## Task statement
All entries below must be given again word for word.

Data for the task: Begin

PR #189, opened 2024-08-23
BDRSPS-772 Defining settings using pydantic_settings model. Created metadata model.

joecrowleygaia:
This will enable the redirection of abis-mapping instructions when a specific versions is used in BDR-partA backend or elsewhere.

### DIFF
--- a/abis_mapping/base/mapper.py
+++ b/abis_mapping/base/mapper.py
@@ -279,10 +279,12 @@ class ABISMapper(abc.ABC):
         directory = pathlib.Path(inspect.getfile(cls)).parent
         metadata_file = directory / "metadata.json"
 
-        # Read Metadata and Return
-        md: dict[str, str] = json.loads(metadata_file.read_text())
-        md["id"] = f"{md['name']}-v{md['version']}.{md['file_type'].lower()}"
-        return md
+        # Read Metadata and validate
+        md_dict = json.loads(metadata_file.read_text())
+        md_class = types.metadata.TemplateMetadata.model_validate(md_dict, strict=True)
+
+        # Return
+        return md_class.model_dump()
 
     @final
     @classmethod
--- a/abis_mapping/plugins/wkt.py
+++ b/abis_mapping/plugins/wkt.py
@@ -93,7 +93,7 @@ class WKTField(frictionless.Field):
             # Serialize to wkt format
             wkt_str = shapely.to_wkt(
                 geometry=cell,
-                rounding_precision=settings.DEFAULT_WKT_ROUNDING_PRECISION,
+                rounding_precision=settings.Settings().DEFAULT_WKT_ROUNDING_PRECISION,
             )
 
             # Type checking due to no types provided by the shapely package
--- a/abis_mapping/settings.py
+++ b/abis_mapping/settings.py
@@ -1,7 +1,22 @@
 """All non-sensitive project-wide configuration parameters"""
 
-# Default precision for rounding WKT coordinates when serializing.
-DEFAULT_WKT_ROUNDING_PRECISION = 8
+# Third-party
+import pydantic_settings
 
-# Default CRS to transform all input geometry to.
-DEFAULT_TARGET_CRS = 'GDA2020'
+
+class Settings(pydantic_settings.BaseSettings):
+    """Class for defining default project-wide settings."""
+    # Default precision for rounding WKT coordinates when serializing.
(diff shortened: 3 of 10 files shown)


abis_mapping/settings.py
```diff
@@ -1,7 +1,22 @@
...
+    DEFAULT_TARGET_CRS: str = 'GDA2020'
+
+    # Base url for the instructions site
+    INSTRUCTIONS_BASE_URL: str = 'https://gaiaresources.github.io/abis-mapping/'
+
+    # The version of the documents to be selected
+    INSTRUCTIONS_VERSION: str = 'dev'
+
+    # If changing via environment variable prefix name with 'ABIS_MAPPING_'
+    model_config = pydantic_settings.SettingsConfigDict(env_prefix="ABIS_MAPPING_")
```
Lincoln-GR, line 22: I think  we don't use env files in prod (right?) - but it might be helpful in dev to have `env_file='.env'` added here?

abis_mapping/plugins/wkt.py
```diff
@@ -93,7 +93,7 @@ def value_writer(cell: shapely.Geometry) -> str:
             # Serialize to wkt format
             wkt_str = shapely.to_wkt(
                 geometry=cell,
-                rounding_precision=settings.DEFAULT_WKT_ROUNDING_PRECISION,
+                rounding_precision=settings.Settings().DEFAULT_WKT_ROUNDING_PRECISION,
```
Lincoln-GR, line 96: Every time `Settings()` is instantiated pydantic has to go and read+parse the env variables, could you add `SETTINGS = Settings()` at the bottom of `settings.py` and then reference that everywhere? (similar to how part a does it)

abis_mapping/base/mapper.py
```diff
@@ -279,10 +279,12 @@ def metadata(cls) -> dict[str, str]:
...
-        # Read Metadata and Return
-        md: dict[str, str] = json.loads(metadata_file.read_text())
-        md["id"] = f"{md['name']}-v{md['version']}.{md['file_type'].lower()}"
-        return md
+        # Read Metadata and validate
+        md_dict = json.loads(metadata_file.read_text())
+        md_class = types.metadata.TemplateMetadata.model_validate(md_dict, strict=True)
+
+        # Return
+        return md_class.model_dump()
```
Lincoln-GR, line 287: Would returning `md_class` here be a good idea to increase the amount of code using the nice `TemplateMetadata` object rather than a plain dict? If its gonna be a big change we can leave it for a future improvement.

poetry.lock
```diff
@@ -1001,141 +1001,254 @@ files = [
...
 annotated-types = ">=0.4.0"
-pydantic-core = "2.10.1"
+pydantic-core = "2.18.4"
 typing-extensions = ">=4.6.1"
 
 [package.extras]
 email = ["email-validator (>=2.0.0)"]
 
+[[package]]
+name = "pydantic"
```
Lincoln-GR, line 1022: pydantic seems to be listed twice - here and line 1003 - do you need to run `poetry lock --no-update` to refresh the lock file?

Lincoln-GR (commented):
Looks good, left some comments

abis_mapping/settings.py
joecrowleygaia: Not intended for env files, rather the setting of environment variables to override these from within the project that utilises the library. BDR PartA will in future utilise this to form the instructions urls on a new release.

abis_mapping/plugins/wkt.py
joecrowleygaia: I had originally had it that way however pydantic_settings documentation has it being processed in this manner. It makes more sense to reprocess the env variables each time for this library.

abis_mapping/base/mapper.py
joecrowleygaia: leave as is

abis_mapping/settings.py
Lincoln-GR: Yes, my suggestion is to add env file lookup so developers have the option of overriding from an env file locally, which is what part A does with its settings.

poetry.lock
joecrowleygaia: ran command and pushed.

Lincoln-GR (approved):

abis_mapping/settings.py
joecrowleygaia: This could be added in a future release. I can't picture us using it at this stage.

Data for the task: End

## Problem solution
PR #189, opened 2024-08-23
BDRSPS-772 Defining settings using pydantic_settings model. Created metadata model.

joecrowleygaia:
This will enable the redirection of abis-mapping instructions when a specific versions is used in BDR-partA backend or elsewhere.

### DIFF
--- a/abis_mapping/base/mapper.py
+++ b/abis_mapping/base/mapper.py
@@ -279,10 +279,12 @@ class ABISMapper(abc.ABC):
         directory = pathlib.Path(inspect.getfile(cls)).parent
         metadata_file = directory / "metadata.json"
 
-        # Read Metadata and Return
-        md: dict[str, str] = json.loads(metadata_file.read_text())
-        md["id"] = f"{md['name']}-v{md['version']}.{md['file_type'].lower()}"
-        return md
+        # Read Metadata and validate
+        md_dict = json.loads(metadata_file.read_text())
+        md_class = types.metadata.TemplateMetadata.model_validate(md_dict, strict=True)
+
+        # Return
+        return md_class.model_dump()
 
     @final
     @classmethod
--- a/abis_mapping/plugins/wkt.py
+++ b/abis_mapping/plugins/wkt.py
@@ -93,7 +93,7 @@ class WKTField(frictionless.Field):
             # Serialize to wkt format
             wkt_str = shapely.to_wkt(
                 geometry=cell,
-                rounding_precision=settings.DEFAULT_WKT_ROUNDING_PRECISION,
+                rounding_precision=settings.Settings().DEFAULT_WKT_ROUNDING_PRECISION,
             )
 
             # Type checking due to no types provided by the shapely package
--- a/abis_mapping/settings.py
+++ b/abis_mapping/settings.py
@@ -1,7 +1,22 @@
 """All non-sensitive project-wide configuration parameters"""
 
-# Default precision for rounding WKT coordinates when serializing.
-DEFAULT_WKT_ROUNDING_PRECISION = 8
+# Third-party
+import pydantic_settings
 
-# Default CRS to transform all input geometry to.
-DEFAULT_TARGET_CRS = 'GDA2020'
+
+class Settings(pydantic_settings.BaseSettings):
+    """Class for defining default project-wide settings."""
+    # Default precision for rounding WKT coordinates when serializing.
(diff shortened: 3 of 10 files shown)


abis_mapping/settings.py
```diff
@@ -1,7 +1,22 @@
...
+    DEFAULT_TARGET_CRS: str = 'GDA2020'
+
+    # Base url for the instructions site
+    INSTRUCTIONS_BASE_URL: str = 'https://gaiaresources.github.io/abis-mapping/'
+
+    # The version of the documents to be selected
+    INSTRUCTIONS_VERSION: str = 'dev'
+
+    # If changing via environment variable prefix name with 'ABIS_MAPPING_'
+    model_config = pydantic_settings.SettingsConfigDict(env_prefix="ABIS_MAPPING_")
```
Lincoln-GR, line 22: I think  we don't use env files in prod (right?) - but it might be helpful in dev to have `env_file='.env'` added here?

abis_mapping/plugins/wkt.py
```diff
@@ -93,7 +93,7 @@ def value_writer(cell: shapely.Geometry) -> str:
             # Serialize to wkt format
             wkt_str = shapely.to_wkt(
                 geometry=cell,
-                rounding_precision=settings.DEFAULT_WKT_ROUNDING_PRECISION,
+                rounding_precision=settings.Settings().DEFAULT_WKT_ROUNDING_PRECISION,
```
Lincoln-GR, line 96: Every time `Settings()` is instantiated pydantic has to go and read+parse the env variables, could you add `SETTINGS = Settings()` at the bottom of `settings.py` and then reference that everywhere? (similar to how part a does it)

abis_mapping/base/mapper.py
```diff
@@ -279,10 +279,12 @@ def metadata(cls) -> dict[str, str]:
...
-        # Read Metadata and Return
-        md: dict[str, str] = json.loads(metadata_file.read_text())
-        md["id"] = f"{md['name']}-v{md['version']}.{md['file_type'].lower()}"
-        return md
+        # Read Metadata and validate
+        md_dict = json.loads(metadata_file.read_text())
+        md_class = types.metadata.TemplateMetadata.model_validate(md_dict, strict=True)
+
+        # Return
+        return md_class.model_dump()
```
Lincoln-GR, line 287: Would returning `md_class` here be a good idea to increase the amount of code using the nice `TemplateMetadata` object rather than a plain dict? If its gonna be a big change we can leave it for a future improvement.

poetry.lock
```diff
@@ -1001,141 +1001,254 @@ files = [
...
 annotated-types = ">=0.4.0"
-pydantic-core = "2.10.1"
+pydantic-core = "2.18.4"
 typing-extensions = ">=4.6.1"
 
 [package.extras]
 email = ["email-validator (>=2.0.0)"]
 
+[[package]]
+name = "pydantic"
```
Lincoln-GR, line 1022: pydantic seems to be listed twice - here and line 1003 - do you need to run `poetry lock --no-update` to refresh the lock file?

Lincoln-GR (commented):
Looks good, left some comments

abis_mapping/settings.py
joecrowleygaia: Not intended for env files, rather the setting of environment variables to override these from within the project that utilises the library. BDR PartA will in future utilise this to form the instructions urls on a new release.

abis_mapping/plugins/wkt.py
joecrowleygaia: I had originally had it that way however pydantic_settings documentation has it being processed in this manner. It makes more sense to reprocess the env variables each time for this library.

abis_mapping/base/mapper.py
joecrowleygaia: leave as is

abis_mapping/settings.py
Lincoln-GR: Yes, my suggestion is to add env file lookup so developers have the option of overriding from an env file locally, which is what part A does with its settings.

poetry.lock
joecrowleygaia: ran command and pushed.

Lincoln-GR (approved):

abis_mapping/settings.py
joecrowleygaia: This could be added in a future release. I can't picture us using it at this stage.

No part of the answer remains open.